MAESTRO(Model-based AnalysEs of Single-cell Transcriptome and RegulOme) is a comprehensive single-cell RNA-seq and ATAC-seq analysis suit built using snakemake. MAESTRO combines several dozen tools and packages to create an integrative pipeline, which enables scRNA-seq and scATAC-seq analysis from raw sequencing data (fastq files) all the way through alignment, quality control, cell filtering, normalization, unsupervised clustering, differential expression and peak calling, celltype annotation and transcription regulation analysis. Currently, MAESTRO support Smart-seq2, 10x-genomics, Drop-seq, SPLiT-seq for scRNA-seq protocols; microfudics-based, 10x-genomics and sci-ATAC-seq for scATAC-seq protocols.


MAESTRO provides ten functions serving as sub-commands. To get a full list of commands and descriptions:


usage: MAESTRO [-h] [-v]
               {scrna-init,scatac-init,integrate-init,samples-init,mtx-to-h5,count-to-h5, merge-h5,scrna-qc,scatac-qc,scatac-peakcount,scatac-genescore}
Subcommand Description
scrna-init Initialize the MAESTRO scRNA-seq workflow.
scatac-init Initialize the MAESTRO scATAC-seq workflow.
integrate-init Initialize the MAESTRO integration workflow.
samples-init Initialize samples.json file in the current directory.
mtx-to-h5 Convert 10X mtx format matrix to HDF5 format.
count-to-h5 Convert plain text count table to HDF5 format.
merge-h5 Merge multiple HDF5 files, e.g. different replicates.
scrna-qc Perform quality control for scRNA-seq gene-cell count matrix.
scatac-qc Perform quality control for scATAC-seq peak-cell count matrix.
scatac-peakcount Generate peak-cell binary count matrix.
scatac-genescore Calculate gene score based on the binarized scATAC peak count.


The most general use case for MAESTRO is to process single-cell data with a streamlined pipeline. The basic idea of running MAESTRO is summarized as the following three steps.

Version Author Date
df5cd89 baigal628 2021-06-22
317af89 baigal628 2021-06-21

Required annotations for MAESTRO workflow

The full MAESTRO workflow requires extra annotation and reference files. If you want to take full advantage of the pipeline, please download the following:

  • MAESTRO depends on starsolo for mapping scRNA-seq and chromap or minimap2 for mapping scATAC-seq dataset. Users need to generate the reference files for the alignment software and specify the path of the annotations to MAESTRO through command line options. Here, we will provide the pre-built reference files.

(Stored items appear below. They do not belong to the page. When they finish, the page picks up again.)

Issue #278, opened 2019-05-02
Remove "Scripting Runtime" as a term, use execution environment


mlagally:
Delete it from terminology section.
Remove section 8.3
Call out the sandboxing aspect of the application execution environment in section 8.2
update intro text in section 8

zolkis:
There is a distinction between WoT Runtime (that implements the WoT network interface) and a Scripting Runtime (which is an optional part of the WoT Runtime and provides runtime functionality to run scripts).
Sandboxing can be part of Scripting Runtime, but usually one Scripting Runtime is one sandbox.
Removing the term Scripting Runtime will result in the earlier situation of confusing the two.

mkovatsc:
The main point of the discussion was that, even when no scripting is used and there is no scripting runtime, the WoT Runtime must still be able to instantiate the ExposedThing and ConsumedThing software instances and provide an API toward the application code. In this sense, there is no point to emphasize a scripting runtime system that may or may not be used as part of the WoT Runtime.

zolkis:
> and provide an API toward the application code

No, this was not part of the discussions in the WG. Is that now suddenly a mandatory requirement (you used "must")? If yes, what API must that be?

I don't think there is any mandatory requirement that a WoT Runtime MUST expose any kind of API towards applications. Would you give a source to where was this even discussed as a requirement?
Even the standardized Scripting API is optional, now you suddenly want to make exposing a non-standard application interface a mandatory part of implementations???

What the discussions have been about in my interpretation: 
- a WoT Runtime is the software stack needed to instantiate Things that can communicate via the WoT network interface using WoT interactions. That SW stack can be an OS + libraries + applications flashed to the HW or otherwise provisioned: but we never specified how should that happen except that the Scripting API is one way to implement applications (that is standardized in the WG, according to the charter).
- the WoT Runtime includes handling security metadata (in scope for the WG work) and provisioning mechanism (out of scope for the WG work).

Since there was a confusion during the discussions between WoT Runtime and scripting runtimes (such as an ECMAScript runtime, or Lua runtime or Python runtime), it is even more likely that outsider readers might get confused, too, so we felt the need to give definitions for both in the Architecture document. 

>  there is no point to emphasize a scripting runtime system that may or may not be used as part of the WoT Runtime

That I agree with: this relationship can be indeed omitted, but the roles should be defined clearly and separately.
[...]

PR #291, opened 2019-05-05
Fix #277 and #278

### LINKED ISSUE #277: Remove other scripting language environments from the WoT scripting API section
Make clear that this is only ECMA-script:

> The WoT Scripting API is an optional "convenience" building block in WoT that eases IoT application development and is implemented using a Scripting Runtime (such as a Python, Lua or ECMAScript implementation) that is used in combination with a WoT Runtime. The WoT Scripting API enables writing WoT applications by user-defined scripts.

mkovatsc:
* Made clear that WoT Scripting API is only ECMA-script
* Deleted Scripting Runtime from terminology section.
* Removed Section 8.3
* Called out the sandboxing aspect of the application execution environment in section 8.2
* Updated intro text in section 8


index.html
```diff
@@ -424,8 +424,8 @@ <h1>Terminology</h1>
             <dt>
                 <dfn>Execution Environment</dfn>
             </dt>
-            <dd>A sandbox within the WoT Runtime that isolates scripts
-                running on the same Servient.</dd>
+            <dd>A sandbox within the WoT Runtime that isolates application logic
```
zolkis: I would avoid saying "sandbox" and I would define the term "Execution Context" rather than "Execution Environment". Only one agent is running in one context, there could be multiple contexts but one "running execution context". Usually an execution context has associated an execution environment (global or local), eventual global objects, intrinsics, call stack, callback queue etc so it's a larger concept.

mkovatsc: Execution Context is too scripting-specific. I think for the general meaning we need here, Execution Environment is fine (compare, for instance, with Trusted Execution Environment)

zolkis: Execution Context and also Execution Environment are _supposed to be_ code specific, of course.
They are not scripting-specific, as you have them with native code as well.

Environment is a small part of an execution context.

index.html
```diff
@@ -2512,22 +2507,20 @@ <h3>WoT Scripting API</h3>
...
                 edge node.
             </p>
-            <p> The non-normative <a>WoT Scripting API</a> document defines
-                the structure and algorithms of the programming
-                interface that allows scripts to discover, process
-                (retrieve) and produce (define) <a>Thing Descriptions</a>. The
-                implementation of the <a>WoT Scripting API</a> instantiates local
+            <p> The non-normative <a>WoT Scripting API</a> document [[?wot-scripting-api]
+                defines the structure and algorithms of the programming
+                interface that allows scripts to discover, fetch and process,
```
zolkis: There is no fetch() in Scripting API any more.

index.html
```diff
@@ -2512,22 +2507,20 @@ <h3>WoT Scripting API</h3>
...
+                and produce (i.e., define and publish) <a>WoT Thing Descriptions</a>. The
```
zolkis: there is no `publish()` but `expose()`

index.html
```diff
@@ -2512,22 +2507,20 @@ <h3>WoT Scripting API</h3>
...
+                runtime system of the <a>WoT Scripting API</a> instantiates local
                 objects that act as an interface to other <a>Things</a> and
-                represents their <a>Interaction Affordances</a> (<a>Properties</a>,
+                their <a>Interaction Affordances</a> (<a>Properties</a>,
                 <a>Actions</a>, and <a>Events</a>). It also allows scripts to expose
-                <a>Things</a>, i.e. to specify and implement <a>Interaction
+                <a>Things</a>, that is, to define and implement <a>Interaction
                 Affordances</a> and publish a <a>Thing Description</a>.
             </p>
             <p> The standardized <a>WoT Scripting API</a> provides a
```
zolkis: this paragraph could be removed, as it does not add much here

index.html
```diff
@@ -2624,12 +2618,17 @@ <h2>WoT Runtime</h2>
             <p>
                 Technically, the <a>Thing</a> abstraction and its <a>Interaction Model</a> is implemented in a runtime system.
                 This <a>WoT Runtime</a> maintains the execution environment for the behavior implementation and is able to expose and/or consume <a>Things</a>,
```
zolkis: execution context

index.html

For scRNA-seq, please download STARsolo index from link STAR human and STAR mouse. If the sequencing platform is Smart-seq2, please also download RSEM prefix from RSEM human and RSEM mouse.

For scATAC-seq, please download reference file from human and mouse. If using chromap as mapping tool (which is much faster), please also build the index file using chromap -i -r ref.fa -o ref.index.

Download index files for GRCh38

mkdir MAESTRO/references
cd MAESTRO/references/
tar xvf pbmc8k_fastqs.tar

mkdir scRNA
cd scRNA/
tar xvzf Refdata_scRNA_MAESTRO_GRCh38_1.2.2.tar.gz

cd ../
mkdir scATAC
cd scATAC/
tar xvzf Refdata_scATAC_MAESTRO_GRCh38_1.1.0.tar.gz

#build index for chromap. Only take a few minutes.
chromap -i -r Refdata_scATAC_MAESTRO_GRCh38_1.1.0/GRCh38_genome.fa -o GRCh38_chromap.index
  • MAESTRO utilizes LISA2 to evaluate the enrichment of transcription factors based on the marker genes from scRNA-seq clusters. If users want to use LISA2, they need to download and install reference data either for human or for mouse. The input gene set can be constituted of only official gene symbols, only RefSeq ids, only Ensembl ids, only Entrez ids, or a mixture of these identifiers.

Download lisa2 data files for GRCh38

cd ../
mkdir annotation
cd annotation/
  • MAESTRO utilizes giggle to identify enrichment of transcription factor peaks in scATAC-seq cluster-specific peaks. By default giggle is installed in MAESTRO environment. The giggle index for Cistrome database can be downloaded here. Users need to download the file and provide the location of the giggle annotation to MAESTRO if want to predict TFs on scATAC-seq.

Download giggle annotation files for GRCh38

tar xvzf giggle.all.tar.gz

Test data

We also provide small data sets for users to try out the pipeline (sampling from 10x fastq files). Data can be downloaded from the link scRNA-seq and scATAC-seq.